>>

PR #3190, opened 2026-08-28
Accordion: animate the first time a section is opened

jonahgoldsaito:
https://github.com/user-attachments/assets/1f81a4c6-f76c-49c8-8775-27596122d7d9

## Summary

The `AccordionSection` component doesn't animate the **first** time it's opened was opened — it snapped open . Every toggle after that animates smoothly as intended

## Root cause

Aphrodite merges each style list into a single generated class and injects that class's rule lazily. Swapping between `wrapperCollapsed` and `wrapperExpanded` pointed the first expand at a rule that hadn't been injected yet, so `grid-template-rows` computed to `none` — which **cannot interpolate** — and the section snapped open.

The caret icons rotation works because but `none → rotate(180deg)` *is* interpolable.

## Fix

Now there's one stable class on the wrapper. Collapsing keys off the `data-expanded` attribute. 

Both rules are injected together on first render, so no toggle ever meets a missing rule. 

Precedent: attribute selectors in `StyleSheet.create` are established WB practice (`action-styles.ts`, `cell-core.tsx`, `tab.tsx`).

## Verification

Claude took screengrabs and measured `grid-template-rows` frame by frame in the browser across the first open:

| | before | after |
|---|---|---|
| first open | `0 → 52px` in one frame | `0 → 0.65 → 3.9 → 11.3 → … → 52px` over ~300ms |

Confirmed the diagnosis before fixing: in a `rounded-per-section` accordion all sections share one merged class, so opening section 1 (snap) injected the rule that let section 2's *first* open animate. Same component, same props — which ruled out a layout-measurement cause.

Checked for all three `cornerKind`s, the collapse direction, `animated={false}` (still instant), mount-expanded (no transition on mount), and `collapsible={false}`. Collapsed content stays `visibility: hidden`; zero frames where the panel's `overflow` left `hidden`.

Jest (4/4 accordion suites, existing transition tests unchanged), typecheck, and lint all pass.

## Reviewer notes

- **The `frontend` blast radius is zero**. There are 40 render sites, but 0 snapshots render an accordion, 0 style-based assertions, 0 `data-expanded` collisions, 0 Cypress selectors. Every accordion test there asserts via `aria-expanded`. Yay!
- The collapsed value now sits behind `:not([data-expanded="true"])`, which is more specific than the base class. A consumer overriding `gridTemplateRows` via `style` would still win when expanded but be ignored when collapsed.

### DIFF
--- a/.changeset/accordion-first-open-animation.md
+++ b/.changeset/accordion-first-open-animation.md
@@ -4,4 +4,6 @@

<<

◆ THE TASK ◆
Take the line that contains "Jest (4/4 accordion" and every line after it through the end of the listing above, and repeat them exactly.

◆ RESULT OF THIS TASK ◆
Jest (4/4 accordion suites, existing transition tests unchanged), typecheck, and lint all pass.

## Reviewer notes

- **The `frontend` blast radius is zero**. There are 40 render sites, but 0 snapshots render an accordion, 0 style-based assertions, 0 `data-expanded` collisions, 0 Cypress selectors. Every accordion test there asserts via `aria-expanded`. Yay!
- The collapsed value now sits behind `:not([data-expanded="true"])`, which is more specific than the base class. A consumer overriding `gridTemplateRows` via `style` would still win when expanded but be ignored when collapsed.

### DIFF
--- a/.changeset/accordion-first-open-animation.md
+++ b/.changeset/accordion-first-open-animation.md
@@ -4,4 +4,6 @@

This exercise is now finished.